Tuesday , January 19 2021

"Over Game" for British videogame video studios due to Brexit? | International



Although Prime Minister Theresa May uses another life to try to pass a level in the Brexit game, some British fideogame studios are afraid of leaving the European Union (UE) to represent the end of the game for them.

"Our industry is particularly open to Brexit," worries Nick Button-Brown, a veteran of the video-wide scene that now advises young creators.

The United Kingdom – the country where Lara Croft Tomb Raider and Grand Theft Auto was created – is the fifth largest world video game market in turnover, behind China, the United States, Japan and Germany. And more than a third of 20,000 workers are citizens of other European Union countries.
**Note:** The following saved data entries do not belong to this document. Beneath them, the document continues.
PR #885, opened 2025-12-22
Fix JdbcTemplateObjectArrayArgToVarArgs for Object[] argument reordering

Gautam-aman:
### What
Fixes JdbcTemplateObjectArrayArgToVarArgs to correctly handle deprecated JdbcTemplate overloads that accept Object[] arguments.

### Why
Some Object[]-based overloads were not consistently handled, especially when used with RowMapper and queryForList variants.

### Changes
- Safely reorder Object[] arguments without variable inlining
- Cover query, queryForObject, and queryForList variants
- Add tests asserting both change and no-change behavior

### Verification
All tests pass (`./gradlew test`).

### DIFF
--- a/src/main/resources/META-INF/rewrite/examples.yml
+++ b/src/main/resources/META-INF/rewrite/examples.yml
@@ -1722,7 +1722,7 @@ examples:
   - before: project
     language: mavenProject
   - before: |
-      <project xmlns:xsi="http://www.w3.org/2001/XMLSchema-instance" xmlns="http://maven.apache.org/POM/4.0.0" xsi:schemaLocation="http://maven.apache.org/POM/4.0.0 https://maven.apache.org/xsd/maven-4.0.0.xsd">
+      <project>
         <modelVersion>4.0.0</modelVersion>
         <groupId>org.springframework.samples</groupId>
         <artifactId>spring-petclinic</artifactId>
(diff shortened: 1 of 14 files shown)


timtebeek:
Thanks for the help here @Gautam-aman ; I'd noticed you'd reduced all the tests down to using a single text block of the target state: That's not accurate unfortunately.

Tests use two text blocks: one showing the before situation, and one showing the after situation, and then assert that the recipe turns one into the other with some correctness checks added on top. In rare cases tests can use a single text block as input, mostly to verify that no changes are made in a certain condition, for instance because a precondition isn't met, or because the target end state is already achieved.

In your case all tests were of that latter form, which meant the actual code of the recipe was no longer exercised. I've instead restored (and trimmed) the original tests to verify that we still make the changes we did before. I've also added a new test for the case you were likely after: https://github.com/openrewrite/rewrite-spring/pull/885/commits/ee51cf830ad655ce3cae2adc2cba9f38927157e6

Hope that helps! I look forward to what else you'll find as you explore and improve our recipes.

Gautam-aman:
Thanks for the detailed explanation , that clarifies the testing pattern well.
I appreciate you restoring and trimming the tests and adding coverage for the case I was aiming for.
This was very helpful. Looking forward to contributing more.

PR #891, opened 2026-01-02
Add Spring doc 3 migration recipe

wyfrel:
## What's changed?

Add spring doc 3  migration recipe and add it to Spring Boot 4 migration recipe list

## What's your motivation?

Align with compatibility matrix : https://springdoc.org/#what-is-the-compatibility-matrix-of-springdoc-openapi-with-spring-boot

Should i update the recipe.csv ?

### Checklist


timtebeek:
You're welcome; that validation is rather new; I'm adding hints here if it were to fail again in the future:
- https://github.com/openrewrite/rewrite/pull/6475

src/main/resources/META-INF/rewrite/spring-boot-40.yml
murdos, line 103: @wyfrel, @timtebeek: This was already handled here, so this one is now redundant.

timtebeek: Thanks for noticing! Now removed in https://github.com/openrewrite/rewrite-spring/commit/d79e08564a726fb9f225a28e28917c8b669d66c7

PR #893, opened 2026-01-06
feat: Add OpenTelemetry migration recipes for Spring Boot applications

sandy2008:
## What's changed?

Add comprehensive OpenTelemetry migration recipes to help Spring Boot applications migrate from legacy tracing solutions to OpenTelemetry.

**New YAML Recipes (`opentelemetry.yml`):**
- `AddOpenTelemetryAutoInstrumentation` - Add OpenTelemetry auto-instrumentation with `opentelemetry-spring-boot-starter`
- `MigrateToOpenTelemetryFromSleuth` - Migrate from Spring Cloud Sleuth to OpenTelemetry
- `MigrateBraveToOpenTelemetry`, `MigrateFromZipkinToOpenTelemetry` - Migrate from Brave/Zipkin
- `ConfigureOpenTelemetryForSpringBoot` - Configure OTLP exporter and service name
- `OpenTelemetryCompleteMigration` - Complete end-to-end migration recipe
- `MigrateSleuthToMicrometerTracing` - Migrate Spring Cloud Sleuth API types to Micrometer Tracing
- `MigrateSleuthAnnotationsToOpenTelemetry` - Migrate `@NewSpan`, `@SpanTag`, `@ContinueSpan` to `@WithSpan`, `@SpanAttribute`
- `MigrateOpenTracingToOpenTelemetry` - Migrate OpenTracing API to OpenTelemetry API
- `MigrateDatadogToOpenTelemetry` - Migrate Datadog tracing API and `@Trace` annotation to OpenTelemetry

## What's your motivation?

OpenTelemetry has become the industry standard for observability. Spring Cloud Sleuth is deprecated in favor of Micrometer Tracing, and many organizations are migrating from vendor-specific solutions (Datadog, Zipkin, Brave) to OpenTelemetry for vendor-neutral observability.

These recipes automate the migration process, handling:
- Dependency management (BOM, starter dependencies)
- API type changes (Tracer, Span, SpanContext, Scope)
- Annotation migrations (@NewSpan → @WithSpan, @Trace → @WithSpan)
- Property configuration for OTLP exporters

- The OpenTelemetry version used is **2.23.0** (latest as of January 2026) with SDK **1.57.0**
- The recipes follow the official [OpenTelemetry Spring Boot documentation](https://opentelemetry.io/docs/zero-code/java/spring-boot-starter/)
- Using `opentelemetry-spring-boot-starter` for zero-code auto-instrumentation approach

- Considered using `classpathFromResources` for tests but used `dependsOn` with stub types for better test isolation
- The YAML recipes delegate to existing OpenRewrite recipes (`AddDependency`, `ChangeType`, `ChangeSpringPropertyKey`) for maintainability

## Any additional context

Uses OpenTelemetry Java Instrumentation **2.23.0** which includes:
- Auto-instrumentation for Spring Web, WebFlux, JDBC, Kafka, etc.
- OTLP exporter for traces, metrics, and logs
- Support for `@WithSpan` and `@SpanAttribute` annotations

### Checklist

### DIFF
--- a/src/main/resources/META-INF/rewrite/opentelemetry.yml
+++ b/src/main/resources/META-INF/rewrite/opentelemetry.yml
@@ -36,6 +36,12 @@ recipeList:
   - org.openrewrite.java.spring.opentelemetry.MigrateNewRelicToOpenTelemetry
   - org.openrewrite.java.spring.opentelemetry.MigrateDatadogToOpenTelemetry
 
+  - org.openrewrite.java.dependencies.AddDependency:
+      groupId: io.opentelemetry.instrumentation
+      artifactId: opentelemetry-logback-appender-1.0
+      onlyIfUsing: ch.qos.logback.*
+      acceptTransitive: true
+
 ---
 type: specs.openrewrite.org/v1beta/recipe
 name: org.openrewrite.java.spring.opentelemetry.MigrateSleuthToOpenTelemetry
@@ -64,12 +70,14 @@ recipeList:
   - org.openrewrite.java.dependencies.AddDependency:
       groupId: io.micrometer
       artifactId: micrometer-tracing-bridge-otel
+      version: 1.x
       onlyIfUsing: org.springframework.cloud.sleuth.*
       acceptTransitive: true
   # Add OpenTelemetry exporters for common backends
   - org.openrewrite.java.dependencies.AddDependency:
       groupId: io.opentelemetry
       artifactId: opentelemetry-exporter-otlp
+      version: 1.x
       onlyIfUsing: org.springframework.cloud.sleuth.*
       acceptTransitive: true
 
@@ -93,12 +101,14 @@ recipeList:
   - org.openrewrite.java.dependencies.AddDependency:
       groupId: io.opentelemetry.instrumentation
       artifactId: opentelemetry-instrumentation-annotations
+      version: 2.x
       onlyIfUsing: org.springframework.cloud.sleuth.*
       acceptTransitive: true
   # Add Spring Boot AOP starter for annotation processing
   - org.openrewrite.java.dependencies.AddDependency:
       groupId: org.springframework.boot
       artifactId: spring-boot-starter-aop
+      version: 3.x
       onlyIfUsing: io.opentelemetry.instrumentation.annotations.*
       acceptTransitive: true
 
@@ -181,11 +191,6 @@ recipeList:
       acceptTransitive: true
   # Note: The user will need to manually update their collector configuration
   # to accept OTLP instead of Zipkin format
-  - org.openrewrite.java.dependencies.AddDependency:
-      groupId: io.opentelemetry.instrumentation
-      artifactId: opentelemetry-logback-appender-1.0
-      onlyIfUsing: ch.qos.logback.*
-      acceptTransitive: true
 
 ---
 type: specs.openrewrite.org/v1beta/recipe
@@ -209,6 +214,7 @@ recipeList:
   - org.openrewrite.java.dependencies.AddDependency:
       groupId: io.opentelemetry
       artifactId: opentelemetry-api
+      version: 1.x
       onlyIfUsing: brave.*
       acceptTransitive: true
 
@@ -260,6 +266,7 @@ recipeList:
   - org.openrewrite.java.dependencies.AddDependency:
       groupId: io.opentelemetry
       artifactId: opentelemetry-api
+      version: 1.x
       onlyIfUsing: io.opentelemetry.api.*
       acceptTransitive: true
 
@@ -313,6 +320,7 @@ recipeList:
   - org.openrewrite.java.dependencies.AddDependency:
       groupId: io.opentelemetry.instrumentation
       artifactId: opentelemetry-instrumentation-annotations
+      version: 2.x
       onlyIfUsing: com.newrelic.api.agent.*
       acceptTransitive: true
 
@@ -346,6 +354,7 @@ recipeList:
   - org.openrewrite.java.dependencies.AddDependency:
       groupId: io.opentelemetry.instrumentation
       artifactId: opentelemetry-instrumentation-annotations
+      version: 2.x
       onlyIfUsing: datadog.trace.api.*
       acceptTransitive: true
 


src/main/resources/META-INF/rewrite/opentelemetry.yml
```diff
@@ -0,0 +1,611 @@
...
+  # Add OpenTelemetry annotations dependency
+  - org.openrewrite.java.dependencies.AddDependency:
+      groupId: io.opentelemetry.instrumentation
+      artifactId: opentelemetry-instrumentation-annotations
+      onlyIfUsing: io.opentelemetry.instrumentation.annotations.*
+      acceptTransitive: true
+
+---
+type: specs.openrewrite.org/v1beta/recipe
+name: org.openrewrite.java.spring.boot3.MigrateDatadogToOpenTelemetry
```
timtebeek: This recipe doesn't seem to be referenced anywhere; meanwhile there is also a recipe with the same name but different package in `org.openrewrite.java.spring.opentelemetry.MigrateDatadogToOpenTelemetry`. Can that latter one be merged into this declarative recipe?

The same goes for `MigrateOpenTracingToOpenTelemetry` and `MigrateSleuthAnnotationsToOpenTelemetry`: those also each have an apparent duplicate.

src/main/java/org/openrewrite/java/spring/opentelemetry/MigrateSleuthToMicrometerTracing.java
```diff
@@ -0,0 +1,93 @@
...
+/**
+ * Migrates Spring Cloud Sleuth API to Micrometer Tracing API.
+ * <p>
+ * Spring Cloud Sleuth has been deprecated and is replaced by Micrometer Tracing
+ * with OpenTelemetry as the recommended backend.
+ *
+ * @see <a href="https://github.com/spring-cloud/spring-cloud-sleuth#spring-cloud-sleuth">Spring Cloud Sleuth README</a>
+ * @see <a href="https://micrometer.io/docs/tracing">Micrometer Tracing Documentation</a>
+ */
+public class MigrateSleuthToMicrometerTracing extends Recipe {
```
timtebeek: This recipe isn't referenced anywhere; does it need to be included in `opentelemetry.yml`? Or can it be removed perhaps?

src/main/resources/META-INF/rewrite/opentelemetry.yml
```diff
@@ -0,0 +1,611 @@
...
+  # Add OpenTelemetry annotations dependency
+  - org.openrewrite.java.dependencies.AddDependency:
+      groupId: io.opentelemetry.instrumentation
+      artifactId: opentelemetry-instrumentation-annotations
+      onlyIfUsing: io.opentelemetry.instrumentation.annotations.*
+      acceptTransitive: true
+
+---
+type: specs.openrewrite.org/v1beta/recipe
+name: org.openrewrite.java.spring.boot3.OpenTelemetryCompleteMigration
```
timtebeek: Should this recipe be included in any larger composite such as a particular Spring Boot version migration? I'm not sure at which point it might have become a required migration.

timtebeek (changes requested):
I had a couple quick questions pop up during the initial reading; would be good to get clarity on those before we continue.

src/main/resources/META-INF/rewrite/opentelemetry.yml
sandy2008: Thank you! I added `This is an optional migration for users who want to
  adopt OpenTelemetry as their observability solution. It is not included in standard Spring Boot
  version migrations because those use Micrometer Tracing (which can work with either Brave or
  OpenTelemetry as a backend). Use this recipe if you want to fully embrace OpenTelemetry's
  native instrumentation and exporters.`

Since Sleuth → Micrometer Tracing + Brave is already in `UpgradeSpringBoot_3_0`, is it better to make it optional..?

src/main/java/org/openrewrite/java/spring/opentelemetry/MigrateDatadogToOpenTelemetry.java
```diff
@@ -0,0 +1,83 @@
...
+ * This recipe handles the migration of:
+ * <ul>
+ *   <li>Datadog Tracer → OpenTelemetry Tracer</li>
+ *   <li>Datadog Span → OpenTelemetry Span</li>
+ *   <li>Datadog SpanContext → OpenTelemetry SpanContext</li>
+ *   <li>Datadog Scope → OpenTelemetry Scope</li>
+ *   <li>Datadog @Trace annotation → OpenTelemetry @WithSpan</li>
+ * </ul>
+ */
+public class MigrateDatadogToOpenTelemetry extends Recipe {
```
timtebeek: This still looks to have a parallel in
https://github.com/openrewrite/rewrite-spring/blob/91c93ce37b9a2d89a665de29086e12a4902d358d/src/main/resources/META-INF/rewrite/opentelemetry.yml#L460-L484

I think ideally we move all of these steps into `opentelemetry.yml`, as I don't quite see a reason to have this as an imperative recipe.

src/main/java/org/openrewrite/java/spring/opentelemetry/MigrateOpenTracingToOpenTelemetry.java
```diff
@@ -0,0 +1,80 @@
...
+
+/**
+ * Migrates OpenTracing API to OpenTelemetry API.
+ * <p>
+ * OpenTracing has been superseded by OpenTelemetry and is no longer actively maintained.
+ * This recipe handles the migration of core OpenTracing types to their OpenTelemetry equivalents.
+ *
+ * @see <a href="https://opentelemetry.io/docs/migration/opentracing/">OpenTracing Migration Guide</a>
+ */
+public class MigrateOpenTracingToOpenTelemetry extends Recipe {
```
timtebeek: Same here as above; I think we can move the steps used here into the similarly named
https://github.com/openrewrite/rewrite-spring/blob/91c93ce37b9a2d89a665de29086e12a4902d358d/src/main/resources/META-INF/rewrite/opentelemetry.yml#L365-L403

If not we need to find a better way to distinguish those recipes, as it would be confusing as is right now to have the same names in different packages.

PR #359, opened 2022-03-01
Consistently use `statusList` for plural of `status`.

Whathecode:
image

The result of the naming poll was to simply use `status` for the plural of `status` in variables/functions/etc. However, this is not always possible and can thus not be applied _consistently_. E.g. the current application service method `DeploymentService.getStudyDeploymentStatus` needs to disambiguate from `DeploymentService.getStudyDeploymentStatusList`. We also have `RecruitmentService.GetParticipantGroupStatusList` which I personally would find odd to rename to `RecruitmentService.GetParticipantGroupStatus`.

We thus already use `List` suffixes throughout the codebase to prevent confusion. This PR applies that convention for all plurals of `status`.

Do we agree this is appropriate consistent naming?


ltj (approved):
Totally fine with that solution

PR #366, opened 2022-03-14
Add sensor timestamp constraints to measurement sequences

### LINKED ISSUE #355: Constraints on `sensorStartTime` and `sensorEndTime` of measurements within `DataStreamSequence`
## Start and end time ordering
`DataStreamSequence` does not constrain sensor start and end times added to sequences in any way. Is this correct?

This _feels_ wrong, since for a lot of typical data types such as geolocation and acceleration, we expect measurements to follow one another. This allows doing "naive" synchronization on the backend as data points come in simply by always applying the last sync point.

This is still "naive", since as sync points change, some new synced data may lie _before_ previously synced data. Our current thinking is simply to omit such data from the synced repository, as these are edge cases. Also, it would be "more wrong" to act as if these data points, which we _know_ have been collected at a later point in time, were collected before others. Later postprocessing can do smarter interpolation between sync points (e.g., spline interpolation), thereby maintaining all measurements and their order.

"Before, I used to collect my teams using EU talent because I knew we could recruit and bring them easily," Button-Brown said at the Payload Studios offices, A young studio in London is responsible for the videogame "Terratech".

"Now, it is no longer possible," it's killed at the end of Britain.

Vincent Scheurer, co-founder of this company of around 20 employees, also thought about what might happen after March 29, the expected date for the United Kingdom departure from the EU.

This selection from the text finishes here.